If a line in the records below contains "PowerPC", copy that line.

PROVIDED DATA:
********

PR #479, opened 2021-06-03
Remove diagnostics pruning from 'rust_target_compile' [#301, #466]

tschwinge:
This is no longer necessary after #466 "Expose rust debug and use it", where
commit 665df329a2ad60580ab593f6cbd646aa55927a37 "rust_debug: Replace fprintf
(stderr) with rust_debug" turned all 'fprintf' to 'stderr' into standard GCC
'inform' ('note: [...]') diagnostics -- which do get pruned by default.

Adjust the testsuite: instead of 'dg-excess-errors', spell out the additional
diagnostics now seen.

### DIFF
--- a/gcc/testsuite/lib/rust.exp
+++ b/gcc/testsuite/lib/rust.exp
@@ -178,10 +178,5 @@ proc rust_target_compile { source dest type options } {
     set options [concat "$ALWAYS_RUSTFLAGS" $options]
     set options [dg-additional-files-options $options $source]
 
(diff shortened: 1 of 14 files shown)


tschwinge:
I also have a follow-up patch to hide `rust_debug` output behind a (default-off) command-line flag.

dkm (approved):

dkm:
this will make writing test a bit less confusing!

bors r+

PR #480, opened 2021-06-04
Use '-frust-debug' to control dumping of various Rust front end internals

tschwinge:
... as discussed in #479, and elsewhere.


tschwinge:
We may later want to merge `-frust-debug` and `-frust-dump-[...]`, but this seems like a good incremental step?

philberty (approved):
Brilliant I like this :)

PR #482, opened 2021-06-04
arm: Override TARGET_RUST_OS_INFO in bpabi.h

glaubitz:
Similar to PowerPC, 32-bit ARM has the issue that TARGET_RUST_OS_INFO
is defined in two separate headers, namely config/arm/bpabi.h and
config/arm/linux-elf.h. We can apply the same fix that was already
used for PowerPC.

gcc/ChangeLog:

2021-06-04  John Paul Adrian Glaubitz <glaubitz@physik.fu-berlin.de>

	* config/arm/bpabi.h: Undefine TARGET_RUST_OS_INFO before
	defining it.

### DIFF
--- a/gcc/config/arm/bpabi.h
+++ b/gcc/config/arm/bpabi.h
@@ -109,9 +109,8 @@
     /*TODO: is this even an OS? What should go here?*/ \
   } while (0)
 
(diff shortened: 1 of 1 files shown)


tschwinge:
bors: merge

PR #615, opened 2021-08-08
lex: accept zero codepoints in strings

dkm:
From Mark Wielaard : https://gcc.gnu.org/pipermail/gcc-rust/2021-August/000127.html

> 
> Zero characters (codepoints) are acceptable in strings. The current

********

TASK RESPONSE:
Similar to PowerPC, 32-bit ARM has the issue that TARGET_RUST_OS_INFO
used for PowerPC.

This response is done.